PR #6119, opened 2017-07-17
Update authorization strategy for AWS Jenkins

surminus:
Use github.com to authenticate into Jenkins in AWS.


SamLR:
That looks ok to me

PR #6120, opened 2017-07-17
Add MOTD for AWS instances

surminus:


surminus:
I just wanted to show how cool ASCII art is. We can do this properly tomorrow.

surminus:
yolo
* * *
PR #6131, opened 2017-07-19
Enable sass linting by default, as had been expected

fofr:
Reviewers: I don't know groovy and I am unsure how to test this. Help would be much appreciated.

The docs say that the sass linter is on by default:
--
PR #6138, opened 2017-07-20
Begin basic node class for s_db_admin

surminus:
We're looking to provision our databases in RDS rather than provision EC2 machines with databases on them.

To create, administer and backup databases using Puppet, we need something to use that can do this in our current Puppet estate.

__What is needed__: Retype exactly the lines of the data above that fall between the line with "Enable sass linting" and the line with "The docs say", inclusive, and add nothing.

__Your solution__:
Enable sass linting by default, as had been expected

fofr:
Reviewers: I don't know groovy and I am unsure how to test this. Help would be much appreciated.

The docs say that the sass linter is on by default:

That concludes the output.